Contents
Retinal vascular disease, resulting in potentially irreversible loss of vision due to obstruction of normal venous system of the retina.
- #2 M/C retinal vascular disease (after diabetic retinopathy)
Etiology
Major risk factors:
Retinal vein occlusion (RVO) is a disease of the old population (age >50 years old)
- Hypertension
- Diabetes
- Atherosclerosis
Other risk factors:
- Glaucoma (M/C local factor predisposing to RVO as increased intraocular pressure compromises retinal vein outflow and produces stasis)
- Syphilis, sarcoidosis
- Vasculitis
- Increased intraorbital/intraocular pressure
- Hyphema
- Hyperviscosity syndromes (multiple myeloma, Waldenstrom’s macroglobulinemia, and leukemia)

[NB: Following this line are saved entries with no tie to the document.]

PR #1379, opened 2020-11-17
Fix printing named fields

Tatskaari:
Used to nil pointer for test_tools. Also made it print as a map when named.

### DIFF
--- a/src/query/print.go
+++ b/src/query/print.go
@@ -39,6 +39,7 @@ func Print(graph *core.BuildGraph, targets []core.BuildLabel, fields, labels []s
 	}
 }
 
+
 // specialFields is a mapping of field name -> any special casing relating to how to print it.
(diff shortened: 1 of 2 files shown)


src/query/print.go
```diff
@@ -61,10 +61,22 @@ var specialFields = map[string]func(*printer) (string, bool){
 		return p.genericPrint(reflect.ValueOf(p.target.Visibility))
 	},
 	"tools": func(p *printer) (string, bool) {
+		if len(p.target.AllNamedTools()) > 0 {
```
peterebden, line 64: nit: stash the variable
```
if tools := p.target.AllNamedTools(); len(tools) > 0 {
    return p.genericPrint(reflect.ValueOf(tools))
}
```

peterebden (approved):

- High homocysteine levels
- Sickle cell
- HIV
Classification
Anatomical classification:
Depending on the area of retinal venous drainage effectively occluded
- Central retinal vein occlusion (CRVO) (less common, more severe)
- Branch retinal vein occlusion (BRVO) (more common)

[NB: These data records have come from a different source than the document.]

PR #1382, opened 2020-11-18
Don't download dependencies of targets that are needed for subinclude

peterebden:
Currently we do it to arbitrary depth; we only need the proximate target that has been requested.


VERSION
```diff
@@ -1 +1 @@
-15.8.2
+15.8.3
```
Tatskaari, line 1: Can we make this a preview release if we're the only ones interested in it?

src/core/state.go
```diff
@@ -749,6 +749,10 @@ func (state *BuildState) ensureDownloaded(target *BuildTarget) {
 
 // QueueTarget adds a single target to the build queue.
 func (state *BuildState) QueueTarget(label, dependent BuildLabel, rescan, forceBuild bool) error {
+	return state.queueTarget(label, dependent, rescan, forceBuild, forceBuild)
```
Tatskaari, line 752: Why are we passing forceBuild for both here? Shouldn't this be tartget.NeededForSubinclude?

peterebden: No, because this is the thing that sets NeededForSubinclude. Breaking it apart this way means only the "outside" call gets this set, not any of its dependencies.

VERSION
peterebden: sure, can do. I do need a release internally but agreed it's not such a big deal for others.

src/core/state.go
Tatskaari: Well it can also be set to true based on `dependent.IsAllTargets()` which seems odd but i guess that's a way of detecting if it's a subinclude?

Tatskaari (approved):

PR #1387, opened 2020-11-20
Ignore secrets in config hash

Tatskaari:
And a couple misc changes


.circleci/release_s3.sh
```diff
@@ -4,6 +4,10 @@ set -eu
 
 VERSION=$(cat VERSION)
 
+echo "Releasing docs website"
```
Tatskaari, line 7: Make docs release even when we're not doing a full please release

peterebden (approved):

PR #1394, opened 2020-11-23
FIx for protoc_binary rule when cross compile 

namtzigla:
This fixes the existing `protoc_binary` rule for cross compilation.


Tatskaari (approved):

peterebden:
Thanks!

There are a couple of 'alternate' variables set too (XARCH and XOS) but I don't think they extend to HOSTARCH etc. Might bear a slightly more general think - these things are annoyingly variable as you've found & fixed here - `amd64` vs. `x86_64`, `darwin` vs. `osx` (vs. `macos`?), etc.

namtzigla:
@peterebden agree but as a side node every single repo that produce binaries has it's own notation, look at nodejs and java, so having HOSTXOS and HOSTXARCH  would not save us everywhere. 

Thanks for quick MR @Tatskaari !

Functional classification:
Subtyping based on the degree of capillary non-perfusion on fluorescein angiography with each having distinct clinical features and prognosis.
- Nonischemic “perfused” CRVO/HRVO (M/C, 70% cases)
- Characterized by vision that is better than 20/200, 16% progress to nonperfused; 50% resolve completely without treatment; defined as <10 disk diameter (DD) of capillary nonperfusion.
- Ischemic “perfused” CRVO/HRVO
- Defined as more than 10 DD of nonperfusion; patients are usually older and have worse vision; 60% develop iris NV; up to 33% develop neovascular glaucoma; 10% are combined with branch retinal arterial occlusion (usually cilioretinal artery due to low perfusion pressure of choroidal system)
Pathophysiology
Three main factors contribute to thrombosis: venous stasis, endothelial damage, and hypercoagulability
Thrombosis within a retinal vein as described earlier will lead to a partial obstruction of blood flow within the vein and from the eye. The subsequent increased intraluminal pressure, if sufficiently high, will cause transudation of blood products into the retina according to Starling’s law. This will result in increased interstitial (retinal) fluid and protein. The latter will increase the interstitial oncotic pressure, perpetuating tissue edema, which will impede capillary perfusion and lead to ischemia.
Venous occlusion induces an ischemic and hypoxic state that leads to visually significant sequelae including macular edema and anterior segment and retinal neovascularization.
Clinical features
Variable painless visual loss with a combination of fundal findings.
Fundal findings:
- Retinal vascular tortuosity
- Retinal hemorrhages (blot and flame shaped)
- Cotton wool spots
- Optic disc swelling
- Macular edema

Vision loss:
Visual loss after CRVO commonly occurs as a result of the following
- Macular edema
- Macular ischemia
- Advanced stages:
- Vitreous hemorrhage
- Neovascularization (develops in 2⁄3 cases of ischemic RVO)
Diagnosis
Fundus examination:
- CRVO: Splashed sauce appearance
- BRVO: Flame-shaped haemorrhages
Fluorescein angiogram:
- Blocked venous fluorescence from retinal hemorrhages
- Capillary non-perfusion
- Vessel wall staining

Differential diagnosis:
- Ocular ischemic syndrome
- Proliferative diabetic retinopathy
- Hyperviscosity retinopathy
- Branch retinal vein occlusion
Management
Anti-vascular endothelial growth factors (anti-VEGF):
First-line treatment
- Ranibizumab
- Bevacizumab
- Aflibercept

Intravitreal corticosteroids:
Second line drug in resistant cases or as an adjunct from the start.
- Dexamethasone implants
- Triamcinolone acetonide
Laser therapy:
- GRID photocoagulation: reduce macular edema and improve VA
- Scatter PRP: Reduce VEGF load by ablating peripheral ischemic retina.